2) Server backed filesystems, such as cifs/samba or fuse.
These drivers convert the filesystem operations into a sequential stream of bytes, which it can send through a pipe to talk to a program. The filesystem server could be a local Filesystem in Userspace (connected to a local process through a pipe filehandle), behind a network socket (CIFS and v9fs), behind a char device, and so on. The common attribute is there's some program on the other end sending and receiving a sequential bytestream.
Note: a lot of these filesystems want to open their own connection so they don't need to pass the data through a userspace process, not really for performance reasons but because in low memory situations a chicken-and-egg situation can develop where all the process's pages have been swapped out but the filesystem needs to write data to its backing store in order to free up memory so it can swap the process's pages back in. If this mechanism is providing the root filesystem, this can freeze the system solid.
The source argument for these filesystems indicates where the filesystem lives. It's often in a URL-like format for network filesystems, but it's really just a blob of data that the filesystem driver understands.
3) Ram backed filesystems, such as ramfs and tmpfs.
These are very simple filesystems that don't implement a backing store. Data written to these gets stored in the disk cache, and the driver ignores requests to flush it to backing store (although tmpfs does swap it out). These drivers essentially mount the VFS's page cache as if it was the filesystem.

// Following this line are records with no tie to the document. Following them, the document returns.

PR #49, opened 2022-07-25
BNH-34 Add multiple pages to add property form

MaxTheComputerer:
The add new property form has been split over multiple pages. This has been designed so that it is very easy to add new pages/fields in the future. The design could also be (relatively) easily adapted for use elsewhere.

- When submitted, the first page of the form creates the record in the database, populated with the values from that page
- Each subsequent page will update that record with additional information, and redirect to the next page
- If the user navigates away from the form, they can resume adding their in-progress property by navigating back to the form, at any page
- Users can cancel an in-progress add, which will delete the partially-filled record from the database

To add new pages:
- Create a new partial view `_AddFormStep<num>.cshtml`, where `<num>` is the form page number
- This should contain all the HTML to go inside the form (i.e. all the `<input>`, `<label>`, etc. tags, but not `<form>` or the buttons)
- Modify `MaximumStep` in `AddNewPropertyViewModel` to be the new number of pages

image

image

image

image


web/Controllers/PropertyController.cs
```diff
@@ -0,0 +1,130 @@
...
+    }
+
+    [HttpPost("add/cancel")]
+    public ActionResult AddNewProperty_Cancel()
+    {
+        var landlordId = GetCurrentUser().LandlordId;
+        if (!landlordId.HasValue)
+        {
+            return StatusCode(403);
+        }
```
emilypatsko, line 114: Same

BricksAndHearts.UnitTests/ControllerTests/Landlord/LandlordControllerTests.cs
```diff
@@ -24,34 +21,8 @@ public void RegisterGet_CalledByUnregisteredUser_ReturnsRegisterViewWithEmail()
...
-        CreateUnregisteredUserInController(_underTest);
-        var formResultModel = A.Fake<PropertyViewModel>();
-
-        // Act
-        var result = _underTest.AddNewProperty(formResultModel) as StatusCodeResult;
-
-        // Assert
-        result!.StatusCode.Should().Be(403);
-    }
+    /*
```
emilypatsko, line 24: Can this commented out code be deleted (assuming it's just been moved elsewhere)?

BricksAndHearts.UnitTests/ControllerTests/Property/PropertyControllerTests.cs
```diff
@@ -0,0 +1,283 @@
...
+        // Act
+        var result = _underTest.AddNewProperty_Begin() as ViewResult;
+
+        // Assert
+        result!.ViewName.Should().Be("AddNewProperty");
+        result.Model.Should().BeOfType<AddNewPropertyViewModel>().Which.Step.Should().Be(1);
+    }
+
+    [Fact]
+    public void AddNewPropertyContinueGet_ReturnsViewAtStep()
```
emilypatsko, line 42: If there are multiple steps, you could turn this test into a `[Theory]` - this allows you to parameterise the test so you can ensure it returns the view at step 2/3/4 as appropriate

emilypatsko (changes requested):
Few small comments, but looking great so far

BricksAndHearts.UnitTests/ControllerTests/Landlord/LandlordControllerTests.cs
MaxTheComputerer: Yes! Thanks for spotting that 😅

BricksAndHearts.UnitTests/ControllerTests/Property/PropertyControllerTests.cs
MaxTheComputerer: That's a great idea, thank you!

web/Controllers/PropertyController.cs
```diff
@@ -0,0 +1,130 @@
...
+
+    [HttpGet("add/step/{step:int}")]
+    public ActionResult AddNewProperty_Continue([FromRoute] int step)
+    {
+        // Can replace with Role in future
+        var landlordId = GetCurrentUser().LandlordId;
+        if (!landlordId.HasValue)
+        {
+            return StatusCode(403);
+        }
```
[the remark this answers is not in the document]
MaxTheComputerer: Done! I've had to remove the unit test which checked for a 403 because this is now done by the `[Authorize(...)]` stuff, which can't be unit tested.

emilypatsko (approved):

emilypatsko (approved):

Note that "ramdisk" is not the same as "ramfs". The ramdisk driver uses a chunk of memory to implement a block device, and then you can format that block device and mount it with a block device backed filesystem driver. This is significantly less efficient than ramfs, and allocates a fixed amount of memory up front for the block device instead of dynamically resizing itself as files are written into an deleted from the page cache the way ramfs does.

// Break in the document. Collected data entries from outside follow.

PR #51, opened 2022-07-25
BNH-54

SleepyUser:
Can now create landlords which are not assigned to a specific user


SleepyUser:
Forgot to do tests, will do them Tuesday (26th)

web/Controllers/LandlordController.cs
```diff
@@ -53,24 +59,50 @@ public async Task<ActionResult> RegisterPost([FromForm] LandlordProfileModel cre
...
                 _logger.LogWarning("User {UserId} already associated with landlord", user.Id);
                 TempData["FlashMessage"] = "Already registered!"; // This will be displayed on the Profile page
-                return Redirect(Url.Action("MyProfile")!);
+                if (!createModel.Unassigned)
+                {
+                    return Redirect(Url.Action("MyProfile")!);
+                }
+                else
+                {
+                    return RedirectToAction("LandlordList", "Admin");
```
BenRamchandani, line 104: This should never happen right? I wouldn't bother handling it, the original behaviour of redirecting to the profile with a flash message seems fine.

web/Migrations/BricksAndHeartsDbContextModelSnapshot.cs
```diff
@@ -65,7 +65,7 @@ protected override void BuildModel(ModelBuilder modelBuilder)
 
                     b.HasKey("Id");
 
-                    b.ToTable("Landlord");
+                    b.ToTable("Landlord", (string)null);
```
BenRamchandani, line 68: This shouldn't have changed without a migration, probably a merge issue

web/Services/LandlordService.cs
```diff
@@ -77,4 +78,31 @@ await using (var transaction = await _dbContext.Database.BeginTransactionAsync(I
...
+            LastName = createModel.LastName,
+            CompanyName = createModel.CompanyName,
+            Email = createModel.Email,
+            Phone = createModel.Phone,
+            LandlordStatus = createModel.LandlordStatus,
+            LandlordProvidedCharterStatus = createModel.LandlordProvidedCharterStatus
+        };
+
+        // Check there isn't already a Landlord with that email. Nothing depends on this currently, but it would probably mean the landlord is a duplicate
+        // This requires Serializable isolation, otherwise it will not lock any rows, and two racing registrations could create duplicate records
```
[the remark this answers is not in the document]
SleepyUser: I just found this while I was rebasing, so I'm halfway through this bit now :')

web/Migrations/BricksAndHeartsDbContextModelSnapshot.cs
SleepyUser: I think I changed this back during the rebase, it seemed weird there had been a change here

web/Controllers/LandlordController.cs
```diff
@@ -53,24 +59,50 @@ public async Task<ActionResult> RegisterPost([FromForm] LandlordProfileModel cre
...
-                _logger.LogInformation("Successfully created landlord for user {UserId}", user.Id);
-                return Redirect(Url.Action("MyProfile")!);
+                _logger.LogInformation("Successfully created landlord for user");
+                if (!createModel.Unassigned)
+                {
+                    return Redirect(Url.Action("MyProfile")!);
+                }
+                else
+                {
+                    return RedirectToAction("LandlordList", "Admin");
```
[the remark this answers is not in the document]
SleepyUser: Took me a little bit, but I managed to get this working

SleepyUser:
Tidied up commit history & rebased

web/Controllers/LandlordController.cs
```diff
@@ -44,25 +48,37 @@ public ActionResult RegisterGet()
...
 
         var user = GetCurrentUser();
+        ILandlordService.LandlordRegistrationResult result;
+        int? id = null;
+
+        if (createModel.Unassigned && user.IsAdmin)
+        {
+            var resultTuple = await _landlordService.RegisterLandlord(createModel);
+            result = resultTuple.result;
+            id = resultTuple.id;
```
BenRamchandani, line 61: Haven't tested it, but I think this works
```suggestion
            (result, id) = await _landlordService.RegisterLandlord(createModel);
```

web/Controllers/LandlordController.cs
```diff
@@ -44,25 +48,37 @@ public ActionResult RegisterGet()
...
 
         switch (result)
         {
             case ILandlordService.LandlordRegistrationResult.Success:
-                _logger.LogInformation("Successfully created landlord for user {UserId}", user.Id);
-                return Redirect(Url.Action("MyProfile")!);
+                _logger.LogInformation("Successfully created landlord for user");
+                if (!createModel.Unassigned)
+                    return Redirect(Url.Action("MyProfile")!);
+                //return RedirectToAction("LandlordList", "Admin");
```
BenRamchandani, line 75: Can delete this comment.

It's also easy to make mistakes doing `if` without braces. It's fine for things in one line like you've done below (e.g. `if (landlord == null) return StatusCode(404);`), but I'd use braces here.

BricksAndHearts.UnitTests/ControllerTests/Landlord/LandlordControllerTestsBase.cs
```diff
@@ -8,5 +8,6 @@ namespace BricksAndHearts.UnitTests.ControllerTests.Landlord;
 public class LandlordControllerTestsBase : ControllerTestsBase
 {
     public static readonly IPropertyService propertyService = A.Fake<IPropertyService>();
+    public static readonly ILandlordService landlordService = A.Fake<Services.LandlordService>();
     protected readonly LandlordController _underTest = new(null!, null!, new LandlordService(null!), propertyService);
```
BenRamchandani, line 12: We shouldn't be using static fakes, they should be fresh for each test. Can you add a constructor and set these up in there instead? Then you can use them in the test rather than creating them each time

BricksAndHearts.UnitTests/ControllerTests/Landlord/LandLordControllerUnassignedTests.cs
```diff
@@ -0,0 +1,45 @@
...
+using Xunit;
+
+namespace BricksAndHearts.UnitTests.ControllerTests.Landlord;
+
+public class LandLordControllerUnassignedTests : LandlordControllerTestsBase
+{
+    private static AdminController _adminController = A.Fake<AdminController>();
+
+    [Fact]
+    public async void AddNewUnassignedLandlord()
```
BenRamchandani, line 18: Would be good to have a test that non-admins cannot create unregistered landlords.

BenRamchandani (changes requested):

web/Controllers/LandlordController.cs
SleepyUser: This seems to work :)

BricksAndHearts.UnitTests/ControllerTests/Landlord/LandlordControllerTestsBase.cs
SleepyUser: I deleted these lines and all the tests still pass, , so it seems as though they're not required.
image

SleepyUser: All that was needed was to generate the fake in the UnderTest controller

SleepyUser: I've just seen there's more in the other files too :S

SleepyUser: I've rebased onto main because it already contained this fix

web/Controllers/LandlordController.cs
SleepyUser: Apologies, I've set up an automatic code format thing in rider and its a little overzealous. It has stopped all the "extra whitespace/newline" here comments though! ^^'

web/Controllers/LandlordController.cs
```diff
@@ -25,15 +25,21 @@ public LandlordController(ILogger<LandlordController> logger, ILandlordService l
...
         var currentUser = GetCurrentUser();
-        if (currentUser.LandlordId != null)
+        if (currentUser.LandlordId != null && !currentUser.IsAdmin)
         {
             _logger.LogWarning("User {UserId} is already registered, will redirect to profile", currentUser.Id);
             return Redirect(Url.Action("MyProfile")!);
         }
 
+        // If user is an admin, and there was a true createUnassigned param passed
+        if (currentUser.IsAdmin && createUnassigned)
```
BenRamchandani, line 38: Nit, this comment doesn't add anything

web/Controllers/LandlordController.cs
```diff
@@ -67,13 +75,15 @@ public async Task<ActionResult> RegisterPost([FromForm] LandlordProfileModel cre
                                  + $"Email: {createModel.Email}" + "\n"
                                  + $"Phone: {createModel.Phone}" + "\n";
                 _mailService.SendMsg(msgBody);
-
-                return Redirect(Url.Action("MyProfile")!);
+                if (!createModel.Unassigned)
+                    return Redirect(Url.Action("MyProfile")!);
+                //return RedirectToAction("LandlordList", "Admin");
```
BenRamchandani, line 80: Delete commented out code

web/Services/LandlordService.cs
```diff
@@ -79,25 +81,66 @@ await using (var transaction = await _dbContext.Database.BeginTransactionAsync(I
...
+            LandlordStatus = createModel.LandlordStatus,
+            LandlordProvidedCharterStatus = createModel.LandlordProvidedCharterStatus
+        };
+        await using (var transaction = await _dbContext.Database.BeginTransactionAsync(IsolationLevel.Serializable))
+        {
+            // Check there isn't already a Landlord with that email. Nothing depends on this currently, but it would probably mean the landlord is a duplicate
+            // This requires Serializable isolation, otherwise it will not lock any rows, and two racing registrations could create duplicate records
+            if (await _dbContext.Landlords.AnyAsync(l => l.Email == createModel.Email))
+                return (ILandlordService.LandlordRegistrationResult.ErrorLandlordEmailAlreadyRegistered,
+                    await GetLandlordIdIfExistsFromModel(dbModel) ?? 0);
```
BenRamchandani, line 104: So this returns the id of the landlord with the same email on an email error? That seems odd and I don't think it's necessary.

I'd return null for the id here (need to change the return type to `int? id`), it's a bit clearer than returning 0.

web/Services/LandlordService.cs
```diff
@@ -79,25 +81,66 @@ await using (var transaction = await _dbContext.Database.BeginTransactionAsync(I
...
+
+            // Insert the landlord and call SaveChanges
+            // Entity Framework will insert the record and populate dbModel.Id with the new record's id
+            _dbContext.Landlords.Add(dbModel);
+            await _dbContext.SaveChangesAsync();
+            await transaction.CommitAsync();
+        }
+
+        var id = await GetLandlordIdIfExistsFromModel(dbModel) ?? 0;
+        return (ILandlordService.LandlordRegistrationResult.Success, id);
```
BenRamchandani, line 114: Can just do `dbModel.Id`

web/Services/LandlordService.cs
```diff
@@ -79,25 +81,66 @@ await using (var transaction = await _dbContext.Database.BeginTransactionAsync(I
         return ILandlordService.LandlordRegistrationResult.Success;
     }
 
+    public async Task<(ILandlordService.LandlordRegistrationResult result, int id)> RegisterLandlord(
```
BenRamchandani, line 84: I'd be tempted to return the whole `LandlordDbModel` on success, rather than just the id. It's slightly clearer what's going on that way.

I think also change the method above to have the same return type, for consistencies sake.

BenRamchandani (changes requested):

web/Controllers/LandlordController.cs
SleepyUser: Fixed it :) told it to keep embedded blocks as they are in the code

web/Controllers/LandlordController.cs
SleepyUser: Apologies, I pushed to save my work midway through fixing the ones above ^^' I didn't realise it would be re-reviewed without pressing the button.

SleepyUser: If I turn it into a draft in future, will it retain your comments?

BenRamchandani: Yeah I believe so

BricksAndHearts.UnitTests/ControllerTests/Landlord/LandLordControllerUnassignedTests.cs
```diff
@@ -0,0 +1,70 @@
...
+        result.Should().BeOfType<RedirectToActionResult>();
+        result.Should().NotBeNull();
+        if (result != null)
+        {
+            result.ActionName.Should().BeEquivalentTo("Profile");
+            result.ControllerName.Should().BeEquivalentTo("Landlord");
+            Assert.False(result.RouteValues.IsNullOrEmpty());
+            result.RouteValues?["id"].Should().Be(returnedLandlord.Id);
+        }
+    }
```
BenRamchandani, line 43: Can tidy this up a bit:

* No need to use fakes for simple objects if you don't need to mock anything
* `.DoesNothing();` is the default behaviour of FakeItEasy it seems, so we can omit that setup
* Setting up mocks (`A.CallTo`) normally sits in the Arrange section
* Can be a bit more liberal with the assume not null `!` operator in tests, no need to check separately

```suggestion
    [Fact]
    public async void
        RegisterLandlordWithNoAssignedUser_WhenAttemptedByAdmin_CreatesNewUnassignedLandlord_AndRedirectsToTheirProfile()
    {
        // Arrange
        var adminUser = CreateAdminUser();
        MakeUserPrincipalInController(adminUser, UnderTest);

        var returnedLandlord = new LandlordDbModel
        {
            Id = 5
        };
        var formResultModel = new LandlordProfileModel
        {
            Unassigned = true
        };
        A.CallTo(() => LandlordService.RegisterLandlord(formResultModel))
            .Returns((ILandlordService.LandlordRegistrationResult.Success, returnedLandlord));

        // Act
        var result = await UnderTest.RegisterPost(formResultModel) as RedirectToActionResult;

        // Assert
        result.Should().BeOfType<RedirectToActionResult>();
        result.Should().NotBeNull();
        result!.ActionName.Should().BeEquivalentTo("Profile");
        result.ControllerName.Should().BeEquivalentTo("Landlord");
        result.RouteValues!["id"].Should().Be(returnedLandlord.Id);
    }
```

web/Controllers/LandlordController.cs
```diff
@@ -51,29 +57,47 @@ public async Task<ActionResult> RegisterPost([FromForm] LandlordProfileModel cre
...
 
-        var result = await _landlordService.RegisterLandlordWithUser(createModel, user);
+        if (createModel.Unassigned && user.IsAdmin)
+        {
+            (result, landlord) = await _landlordService.RegisterLandlord(createModel);
+        }
+        else
+        {
+            return StatusCode(403);
+        }
```
BenRamchandani, line 70: Still need to handle the regular registration case!

web/Controllers/LandlordController.cs
```diff
@@ -51,29 +57,47 @@ public async Task<ActionResult> RegisterPost([FromForm] LandlordProfileModel cre
...
+                if (!createModel.Unassigned)
+                {
+                    return Redirect(Url.Action("MyProfile")!);
+                }
 
-                return Redirect(Url.Action("MyProfile")!);
+                if (landlord == null)
+                {
+                    return StatusCode(500);
+                }
```
BenRamchandani, line 93: I'd rather just let it throw an exception on the next line, that's easier to debug than a naked 500 response

web/Services/LandlordService.cs
```diff
@@ -75,30 +83,71 @@ await using (var transaction = await _dbContext.Database.BeginTransactionAsync(I
...
+            LandlordStatus = createModel.LandlordStatus,
+            LandlordProvidedCharterStatus = createModel.LandlordProvidedCharterStatus
+        };
+        await using (var transaction = await _dbContext.Database.BeginTransactionAsync(IsolationLevel.Serializable))
+        {
+            // Check there isn't already a Landlord with that email. Nothing depends on this currently, but it would probably mean the landlord is a duplicate
+            // This requires Serializable isolation, otherwise it will not lock any rows, and two racing registrations could create duplicate records
+            if (await _dbContext.Landlords.AnyAsync(l => l.Email == createModel.Email))
+            {
+                return (ILandlordService.LandlordRegistrationResult.ErrorLandlordEmailAlreadyRegistered, dbModel);
```
BenRamchandani, line 133: nitpick, but don't need to return the result

```suggestion
                return (ILandlordService.LandlordRegistrationResult.ErrorLandlordEmailAlreadyRegistered, null);
```

BenRamchandani (changes requested):
Few things to update.

Don't worry now, but next time if you're going to make unrelated formatting changes raise a separate PR - it's then easy to review that and get it merged quickly before it goes out of date, and means there's less to review in the PR with changes in.

web/Controllers/LandlordController.cs
SleepyUser: Oh dear, there isn't a test for it is there? That's why they all still passed

BricksAndHearts.UnitTests/ControllerTests/Landlord/LandLordControllerUnassignedTests.cs
SleepyUser: so it's okay to leave the null checks out as they'd cause exceptions only during testing anyway?

SleepyUser:
I've added a test for signing up as a non-landlord, so removing that case doesn't happen again 🤦‍♂️

BricksAndHearts.UnitTests/ControllerTests/Landlord/LandLordControllerUnassignedTests.cs
BenRamchandani: Yeah. Having `result.Should().NotBeNull();` will give you a slightly nicer error message than a null pointer exception on the next line, but I don't think it's worth the extra code, being able to quickly scan a test and work out what it's doing is helpful.

In non-test code it's good to be explicit about things like that, but it doesn't really matter in tests.

BricksAndHearts.UnitTests/ControllerTests/Landlord/LandlordControllerTests.cs
```diff
@@ -25,6 +25,27 @@ public void RegisterGet_CalledByUnregisteredUser_ReturnsRegisterViewWithEmail()
...
+        A.CallTo(() => LandlordService.RegisterLandlord(formResultModel, unregisteredUser))
+            .Returns((ILandlordService.LandlordRegistrationResult.Success, returnedLandlord));
+
+        // Act
+        var result = await UnderTest.RegisterPost(formResultModel) as RedirectToActionResult;
+
+        // Assert
+        result.Should().BeOfType<RedirectToActionResult>();
+        result.Should().NotBeNull();
+        result!.ActionName.Should().BeEquivalentTo("MyProfile");
```
BenRamchandani, line 46: Could also assert that the call to the service has happened

BenRamchandani (dismissed):

BricksAndHearts.UnitTests/ControllerTests/Landlord/LandlordControllerTests.cs
SleepyUser: I was just thinking that as I reviewed Claire's code and saw she had 😅

SleepyUser: Added the lines in to check there was or wasn't calls to specific services :)

BenRamchandani (dismissed):
Looks good, and thanks for adding that test

SleepyUser:
Had to rebase it, it said there were conflicts again 😱

BenRamchandani (approved):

4) Synthetic filesystems, such as proc, sysfs, devpts...
These filesystems don't have any backing store either, because they don't store arbitrary data the way the first three types of filesystems do.
Instead they present artificial contents, which may represent processes or hardware or anything the driver writer wants them to show. Listing or reading from these files calls a driver function that produces whatever output it likes, and writing to these files submits data to the driver which can do anything it wants with it.
These are often implemented to provide monitoring and control knobs for parts of the operating system. It's an alternative to adding more system calls, providing a more human friendly user interface which programs can use but which users can use directly from the command line with "cat" and by redirecting the output of "echo" into a file.
Those are the four types of filesystems: backing store can be a fixed length block of storage, backing store can be some server the driver connects to, backing store can not exist, or the filesystem driver can just make up its contents programmatically.
And that's how filesystems get mounted, using the mount system call which has five arguments. The "filesystem" argument specifies the driver implementing one of those filesystems, and the "soure" and "data" arguments get fed to that driver. The "target" and "mountflags" arguments get parsed (and handled) by the generic VFS infrastructure (the filesystem driver can peek at that but generally doesn't need to care).